Simply Wall St ·  Sep 30, 2022 12:35

With its stock down 18% over the past month, it is easy to disregard Packaging Corporation of America (NYSE:PKG). However, a closer look at its sound financials might cause you to think again. Given that fundamentals usually drive long-term market outcomes, the company is worth looking at. Specifically, we decided to study Packaging Corporation of America's ROE in this article.

Return on equity or ROE is a key measure used to assess how efficiently a company's management is utilizing the company's capital. In other words, it is a profitability ratio which measures the rate of return on the capital provided by the company's shareholders.

View our latest analysis for Packaging Corporation of America

How Is ROE Calculated?

ROE can be calculated by using the formula:

Return on Equity = Net Profit (from continuing operations) ÷ Shareholders' Equity

So, based on the above formula, the ROE for Packaging Corporation of America is:

26% = US$1.0b ÷ US$4.0b (Based on the trailing twelve months to June 2022).

The 'return' refers to a company's earnings over the last year. That means that for every $1 worth of shareholders' equity, the company generated $0.26 in profit.

Why Is ROE Important For Earnings Growth?

We have already established that ROE serves as an efficient profit-generating gauge for a company's future earnings. Based on how much of its profits the company chooses to reinvest or "retain", we are then able to evaluate a company's future ability to generate profits. Generally speaking, other things being equal, firms with a high return on equity and profit retention, have a higher growth rate than firms that don't share these attributes.

Packaging Corporation of America's Earnings Growth And 26% ROE

Firstly, we acknowledge that Packaging Corporation of America has a significantly high ROE. Secondly, even when compared to the industry average of 21% the company's ROE is quite impressive. Despite this, Packaging Corporation of America's five year net income growth was quite low averaging at only 4.5%. This is interesting as the high returns should mean that the company has the ability to generate high growth but for some reason, it hasn't been able to do so. We reckon that a low growth, when returns are quite high could be the result of certain circumstances like low earnings retention or or poor allocation of capital.

As a next step, we compared Packaging Corporation of America's net income growth with the industry and found that the company has a similar growth figure when compared with the industry average growth rate of 4.4% in the same period.

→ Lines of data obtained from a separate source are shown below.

Issue #637, opened 2020-05-16
Refactor particle to handle different types


kks32:
## Summary

Refactor `Particle` data to have the generic functions with the ability to fetch and modify generic scalar and vector properties, map, and interpolate these properties to nodes. Add a separate implementation functions to operate on these properties of the particle. These functions could be grouped under the namespace of solid particle functions, fluid-particle function, and mixed particle functions. The particle agnostic design of functions would allow for mix-and-matching different functions in the Solver class, without having to deal with multiple-inheritance or repetition.

## Motivation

past-earnings-growthNYSE:PKG Past Earnings Growth September 30th 2022

Earnings growth is an important metric to consider when valuing a stock. What investors need to determine next is if the expected earnings growth, or the lack of it, is already built into the share price. By doing so, they will have an idea if the stock is headed into clear blue waters or if swampy waters await. One good indicator of expected earnings growth is the P/E ratio which determines the price the market is willing to pay for a stock based on its earnings prospects. So, you may want to check if Packaging Corporation of America is trading on a high P/E or a low P/E, relative to its industry.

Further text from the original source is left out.